Problem details - Return each line of the entries that mentions the word "better".

Supplied information -
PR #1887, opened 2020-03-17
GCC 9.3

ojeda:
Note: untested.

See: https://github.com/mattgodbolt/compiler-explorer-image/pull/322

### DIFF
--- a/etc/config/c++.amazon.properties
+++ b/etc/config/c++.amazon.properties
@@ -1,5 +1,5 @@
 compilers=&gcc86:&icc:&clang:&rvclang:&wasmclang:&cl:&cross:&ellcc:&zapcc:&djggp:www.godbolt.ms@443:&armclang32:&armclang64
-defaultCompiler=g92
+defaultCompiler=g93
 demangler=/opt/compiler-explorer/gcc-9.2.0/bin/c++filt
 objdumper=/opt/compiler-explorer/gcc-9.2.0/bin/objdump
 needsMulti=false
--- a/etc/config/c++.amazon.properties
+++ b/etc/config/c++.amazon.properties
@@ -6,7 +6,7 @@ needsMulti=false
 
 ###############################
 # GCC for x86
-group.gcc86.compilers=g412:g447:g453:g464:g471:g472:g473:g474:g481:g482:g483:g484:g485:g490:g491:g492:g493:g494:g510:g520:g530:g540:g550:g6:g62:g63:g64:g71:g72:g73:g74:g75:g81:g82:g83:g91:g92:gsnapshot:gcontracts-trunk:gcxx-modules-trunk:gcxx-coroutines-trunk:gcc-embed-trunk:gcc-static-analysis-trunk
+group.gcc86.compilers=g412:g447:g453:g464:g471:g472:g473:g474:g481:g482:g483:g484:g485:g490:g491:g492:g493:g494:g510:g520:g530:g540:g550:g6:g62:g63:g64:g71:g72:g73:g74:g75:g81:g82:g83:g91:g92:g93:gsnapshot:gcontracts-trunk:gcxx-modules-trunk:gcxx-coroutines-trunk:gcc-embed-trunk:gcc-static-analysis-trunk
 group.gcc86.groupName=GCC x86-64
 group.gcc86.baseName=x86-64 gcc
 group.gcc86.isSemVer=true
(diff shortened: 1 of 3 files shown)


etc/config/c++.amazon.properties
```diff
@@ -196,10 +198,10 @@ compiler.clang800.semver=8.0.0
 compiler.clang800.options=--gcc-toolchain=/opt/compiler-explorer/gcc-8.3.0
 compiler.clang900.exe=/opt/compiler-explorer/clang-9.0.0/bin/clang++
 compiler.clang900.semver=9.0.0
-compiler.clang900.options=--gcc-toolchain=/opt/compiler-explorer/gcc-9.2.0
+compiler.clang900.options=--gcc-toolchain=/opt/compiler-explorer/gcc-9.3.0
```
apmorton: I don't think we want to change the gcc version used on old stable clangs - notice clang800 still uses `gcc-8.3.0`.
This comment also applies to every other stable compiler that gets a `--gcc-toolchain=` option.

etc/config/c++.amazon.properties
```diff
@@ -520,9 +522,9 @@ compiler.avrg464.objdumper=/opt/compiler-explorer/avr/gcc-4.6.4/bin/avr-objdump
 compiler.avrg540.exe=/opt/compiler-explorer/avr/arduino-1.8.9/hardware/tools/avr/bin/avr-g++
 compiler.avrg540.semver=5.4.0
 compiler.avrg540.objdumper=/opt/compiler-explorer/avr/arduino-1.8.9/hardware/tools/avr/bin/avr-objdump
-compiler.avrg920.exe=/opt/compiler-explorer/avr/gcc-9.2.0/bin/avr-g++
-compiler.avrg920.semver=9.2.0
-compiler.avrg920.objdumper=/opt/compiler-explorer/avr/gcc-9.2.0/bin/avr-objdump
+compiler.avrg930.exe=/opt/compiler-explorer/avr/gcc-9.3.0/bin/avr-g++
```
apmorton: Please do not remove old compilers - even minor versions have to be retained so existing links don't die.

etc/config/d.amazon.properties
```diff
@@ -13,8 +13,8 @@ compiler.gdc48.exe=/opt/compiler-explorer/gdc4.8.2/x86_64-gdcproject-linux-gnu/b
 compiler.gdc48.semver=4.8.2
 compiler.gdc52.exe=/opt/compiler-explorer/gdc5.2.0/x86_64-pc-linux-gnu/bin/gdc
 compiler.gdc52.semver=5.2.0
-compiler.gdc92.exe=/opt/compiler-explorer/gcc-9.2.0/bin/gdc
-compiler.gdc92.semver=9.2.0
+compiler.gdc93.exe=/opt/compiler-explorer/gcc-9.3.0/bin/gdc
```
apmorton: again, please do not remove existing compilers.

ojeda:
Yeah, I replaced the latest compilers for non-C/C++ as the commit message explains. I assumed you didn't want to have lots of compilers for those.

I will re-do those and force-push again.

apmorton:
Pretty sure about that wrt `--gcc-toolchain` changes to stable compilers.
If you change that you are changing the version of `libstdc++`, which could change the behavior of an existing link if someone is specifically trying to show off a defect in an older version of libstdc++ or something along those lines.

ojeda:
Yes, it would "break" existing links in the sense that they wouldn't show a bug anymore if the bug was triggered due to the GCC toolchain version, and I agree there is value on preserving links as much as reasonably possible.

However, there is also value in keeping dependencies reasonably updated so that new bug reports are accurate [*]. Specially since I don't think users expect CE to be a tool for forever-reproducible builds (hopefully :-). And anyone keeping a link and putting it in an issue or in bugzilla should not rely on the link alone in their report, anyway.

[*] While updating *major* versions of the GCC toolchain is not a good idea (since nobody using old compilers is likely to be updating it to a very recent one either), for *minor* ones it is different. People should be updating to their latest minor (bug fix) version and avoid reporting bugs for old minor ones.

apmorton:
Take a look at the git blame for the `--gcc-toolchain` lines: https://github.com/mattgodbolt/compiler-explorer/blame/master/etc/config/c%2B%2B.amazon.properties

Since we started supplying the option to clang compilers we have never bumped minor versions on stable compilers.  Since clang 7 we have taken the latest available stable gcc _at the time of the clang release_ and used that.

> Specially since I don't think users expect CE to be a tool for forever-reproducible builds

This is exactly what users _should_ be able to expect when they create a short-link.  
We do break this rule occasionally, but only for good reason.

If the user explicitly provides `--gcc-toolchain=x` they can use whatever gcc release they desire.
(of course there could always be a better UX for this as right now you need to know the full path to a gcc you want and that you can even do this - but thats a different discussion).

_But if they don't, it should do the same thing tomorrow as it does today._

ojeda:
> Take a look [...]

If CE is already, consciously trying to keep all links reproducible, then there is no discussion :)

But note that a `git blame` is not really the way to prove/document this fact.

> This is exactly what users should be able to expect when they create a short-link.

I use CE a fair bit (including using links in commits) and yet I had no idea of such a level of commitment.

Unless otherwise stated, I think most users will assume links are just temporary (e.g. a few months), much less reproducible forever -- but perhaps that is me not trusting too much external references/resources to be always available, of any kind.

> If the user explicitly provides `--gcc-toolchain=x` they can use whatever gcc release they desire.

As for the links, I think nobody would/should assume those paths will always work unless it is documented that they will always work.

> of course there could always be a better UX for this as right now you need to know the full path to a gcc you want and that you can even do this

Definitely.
==
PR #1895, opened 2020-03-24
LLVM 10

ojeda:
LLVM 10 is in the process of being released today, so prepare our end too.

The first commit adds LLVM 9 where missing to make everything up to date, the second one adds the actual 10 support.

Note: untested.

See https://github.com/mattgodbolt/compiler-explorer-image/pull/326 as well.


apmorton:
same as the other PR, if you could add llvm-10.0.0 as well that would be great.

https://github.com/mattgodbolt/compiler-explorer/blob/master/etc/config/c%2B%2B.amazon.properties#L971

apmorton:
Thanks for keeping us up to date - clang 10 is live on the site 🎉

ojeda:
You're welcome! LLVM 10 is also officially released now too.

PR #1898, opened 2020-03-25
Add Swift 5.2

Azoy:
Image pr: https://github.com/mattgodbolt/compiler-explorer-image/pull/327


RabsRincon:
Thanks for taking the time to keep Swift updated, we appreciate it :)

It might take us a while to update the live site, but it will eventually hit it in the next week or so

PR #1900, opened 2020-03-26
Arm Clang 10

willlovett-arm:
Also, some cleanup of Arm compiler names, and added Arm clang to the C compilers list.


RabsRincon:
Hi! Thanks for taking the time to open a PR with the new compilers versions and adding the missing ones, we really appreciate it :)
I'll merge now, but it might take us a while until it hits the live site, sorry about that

Exercise output -
(of course there could always be a better UX for this as right now you need to know the full path to a gcc you want and that you can even do this - but thats a different discussion).
> of course there could always be a better UX for this as right now you need to know the full path to a gcc you want and that you can even do this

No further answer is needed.